EXERCISE GOAL: Go through the entries below and copy each line that holds the word "contacts".

[Stored items from a collection]
PR #2736, opened 2026-07-22
CAMS-824 Add typed phone numbers for trustee contacts

cruzjone-flexion:
# Purpose

Trustees, internal contacts, and staff assistants previously supported only a single phone number. This adds typed phone numbers (direct/cell/home) for trustee internal contacts and staff assistants, and unifies phone display into a single reusable component.

# Major Changes

- Introduced typed phone model (`PhoneType`, `TypedPhoneNumber`, `PHONE_TYPES`) and renamed `TrusteeInternalContact` to `TrusteeContact` (shared type for both internal contacts and staff), dropping the redundant `TrusteeStaffContact` alias.
- Consolidated single/multiple phone display logic into `FormattedContact` via a generic `phones` prop, replacing duplicated logic that previously lived in `ContactInformationCard` and `TrusteeDetailAuditHistory`.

WRITTEN ANSWER:
CAMS-824 Add typed phone numbers for trustee contacts
Trustees, internal contacts, and staff assistants previously supported only a single phone number. This adds typed phone numbers (direct/cell/home) for trustee internal contacts and staff assistants, and unifies phone display into a single reusable component.
- Introduced typed phone model (`PhoneType`, `TypedPhoneNumber`, `PHONE_TYPES`) and renamed `TrusteeInternalContact` to `TrusteeContact` (shared type for both internal contacts and staff), dropping the redundant `TrusteeStaffContact` alias.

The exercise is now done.